Another theory was formulated by Adams Stacy and is called Equity theory. Equity theory states that an individuals motivation is affected by the perceived fair compensation of an individual, as compared to his coworkers compensation. I have also observed this in my workplace, where another supervisor believes that an individuals morale will be affected if there is any inequity in compensation. Equally, in the case study of A Day in the Life of Alex Sanders, Alex is a manager that believes in equity theory. Alex believes that his reward should be in commensurate with his performance. In the other case study of The Team That Wasnt, Randy does not like team work, as he is afraid of the inequality in compensation.
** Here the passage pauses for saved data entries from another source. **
PR #4053, opened 2015-05-12
[ENHANCEMENT] `ember generate route foo` within addon should create extendable route

gmurphey:
I’m working on building addon “modules” that can expose ready-made routes to a consuming application. I’d like these routes to be extendable, but, within an addon, the `route` blueprint only creates its files within `app`. I’ve changed the `route` blueprint to generate files within `addon` if it’s within an addon and created a `route-addon` blueprint to create the addon-import wrappers within `app`.


stefanpenner:
LGTM

stefanpenner:
rebased https://github.com/ember-cli/ember-cli/pull/4152

PR #4073, opened 2015-05-14
Changelog for 0.2.4

abuiles:


stefanpenner:
We should likely remove change entries that provide no value like "restarting tests".  In a perfect world all commit messages make sense, but when they don't we should likely massage them before they enter the changelog. This way readers have an easier time.

Also when it says @ember-cli it most likely mean @stefanpenner. This is likely due to me migrating the repo from my user to the org. Ultimately not a big deal.


Thanks for the release guys!

stefanpenner:
It's also worth noting that broccoli-filter has abit of a Perf boost.

PR #4076, opened 2015-05-14
Use caret version for stable dependencies.

abuiles:


rwjblue:
:+1:

vikhyat:
The release notes [here](https://github.com/ember-cli/ember-cli/releases/tag/v0.2.5) has the following line:

> Make sure that ember-dependency-checker is using caret ^1.0.0.

Shouldn't that be:

> Make sure that ember**-cli**-dependency-checker is using caret ^1.0.0.

abuiles:
@vikhyat good catch, thanks!

PR #4080, opened 2015-05-14
Bump ember-cli-dependency-checker to v1.0.1

quaertym:


abuiles:
We don't need to to this, since we have the caret, it will pick the latest version automatically.

PR #4115, opened 2015-05-19
Do not change the git committer during `ember new`

davidcelis:
While I do think that this is a cute feature, I end up amending that
initial commit every time I create a new Ember app using ember-cli so
that it correctly appears under my own name/email address and has the
standard "Initial commit" message.

Signed-off-by: David Celis <me@davidcel.is>


stefanpenner:
I think we will likely keep this around. Feel free to amend if you are not interested in it. In-theory and add-on could be created and combined with a blueprint to disabled this.

davidcelis:
I can see the attachment to the message itself (and I can leave that alone in this PR) but I really don't think that messing with the author of the commit is cool.

stefanpenner:
> but I really don't think that messing with the author of the commit is cool.

One could argue that the commit is actually authentic, as it is the cumulative of the ember community. Subsequent commits are in-fact not, rather the local `git user`.

Issue #4101, opened 2015-05-18
Watchman problem after recent update (0.2.4)


jtsom:
After updating to ember-cli 0.2.4, when I start an app I'm seeing watchman print out a bunch of warnings / errors before the app boots up:

    version: 0.2.5
    Livereload server on port 35729
    Serving on http://localhost:4200/
    Recrawled this watch 1 times, most recently because:
    /Users/john/Devel/ember/borrowers: kFSEventStreamEventFlagUserDropped
    To resolve, please review the information on
    https://facebook.github.io/watchman/docs/troubleshooting.html#recrawl

These lines repeat many times before the app starts. The app seems to work ok, as far as I can tell. This didn't happen before 0.2.4, and is still happening with 0.2.5.

I can get it to stop, at least temporarily, by stopping the watchman process with:
    watchman shutdown-server

Thanks

stefanpenner:
This should also be opened as a watchman issue

Cc @wez thoughts?

cigoe:
I am getting this as well this morning after a 0.2.1 to 0.2.3 update

```
version: 0.2.3

A new version of ember-cli is available (0.2.5). To install it, type ember update.
Livereload server on port 40529
Serving on http://localhost:4200/app/
Recrawled this watch 1 times, most recently because:
/Users/chris/devel/web/test: kFSEventStreamEventFlagUserDropped
To resolve, please review the information on
https://facebook.github.io/watchman/docs/troubleshooting.html#recrawl
```

jtsom:
I had posted it here, because I hadn't seen it until I did an ember-cli update. Watchman hasn't been updated, as far as I know.

quiddle:
I ran into the recrawling issue as well. I ran `watchman shutdown-server` and then ember-cli went back to being awesome.

wez:
That message is telling you that your system is having trouble keeping up with the filesystem notifications.

Can you provide more details on the size of the tree, number of watches and how frequently you are updating them?  Can you also give us an idea of how powerful the system is (CPU, RAM, whether the disk is a spinning laptop disk, SSD or a high rpm spinning disk)

The output from:

```
watchman version
watchman watch-list
```

and making a gist of your watchman log file would also be useful.  (If you installed via homebrew it will be something like `/usr/local/Cellar/watchman/3.1/var/run/watchman/$USER.log`)

[...]

PR #4124, opened 2015-05-20
[ENHANCEMENT] Add watchmanconfig file to blueprints

mikegrassotti:
As discussed in #4101 a .watchmanconfig file is added to the base blueprint. Per @wez it will ignore the tmp dir but not node_modules.

cc @stefanpenner


stefanpenner:
woohoo!

PR #4125, opened 2015-05-20
Add comment about livereloading when developing addons

max:
It seems to be quite common that people are lost on how to get the fantastic live reloading mojo going when `npm link`ing their Ember addon into a project. This surfaces the `isDevelopingAddon` hook.


stefanpenner:
:+1:

PR #4126, opened 2015-05-20
Admin privileges on windows

matheusdavidson:
Opening the terminal with admin privileges is very important on windows!


stefanpenner:
thanks

PR #4134, opened 2015-05-21
Update 2013-04-08-managing-dependencies.md

davidstevens37:
Added documentation for @trabus 's contribution. Explains the behavior of adding `{prepend: true}` to `app.import()`


trabus:
@davidstevens37 thanks! I need to be better about updating docs. :flushed:

PR #4143, opened 2015-05-22
[BUGFIX] Blueprint.load verify blueprint is in a directory

### LINKED ISSUE #4136: Blueprints listing contains random file entries
When listing available blueprints via `ember g --help` I'm seeing random files listed like `.jshintrc` or `.DS_Store`. I've been told the listing should be filtered to folders that actually contain an `index.js`.

pasted_image_at_2015_05_21_11_46_am

First mentioned in Slack [here](https://embercommunity.slack.com/archives/ember-cli/p1432233867000399).

trabus:
Fixes #4136

Verifies that the blueprint path to be loaded is a directory, preventing non-blueprint files, like `.jshintrc` and `.DS_Store` from turning up in the generated blueprint list.

### DIFF
--- a/lib/models/blueprint.js
+++ b/lib/models/blueprint.js
@@ -14,6 +14,7 @@ var path          = require('path');
 var sequence      = require('../utilities/sequence');
 var stat          = Promise.denodeify(fs.stat);
 var stringUtils   = require('../utilities/string');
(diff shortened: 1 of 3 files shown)


jgwhite:
I’m surprised at how long it took this bug to surface/be reported. Fix looks spot on.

In team performance, credit goes to all of the team members and this does not reflect the true efforts of each individual. This becomes the reason for Randys negativism. He believes that an individual should be rewarded for his own effort and not teams effort. This concept greatly influences the group behavior. I also observed the same pattern in my workplace, when one of the senior members in our department opposed team work, citing the inequality in input. He suggested that each team members performance should be measured, rather than measuring the performance of the team as an indivisible unit.

On the one hand, the study of organizational behavior gives us the better understanding on how individuals, groups and structure impact on the behavior within an organization with an aim of improving organizations effectiveness. On the other hand, individual level behavior analysis helps us understand how an individuals personality influences the group behavior. Group level analysis helps us to understand how personalities, attitude and values of team members influence the group behavior and the organizational behavior and finally. Finally, the organization level analysis shows how the organizational culture and structure influence behaviors of employees at different levels of hierarchy. Evidently, several theories can be used to explain organizational behavior. In this case, we used theory X and theory Y and expectancy theory among others. Generally, it is important for top leaders of any organization to be able to make informed decision, based on his understanding of employees when it comes to how the management of organization behavior should work.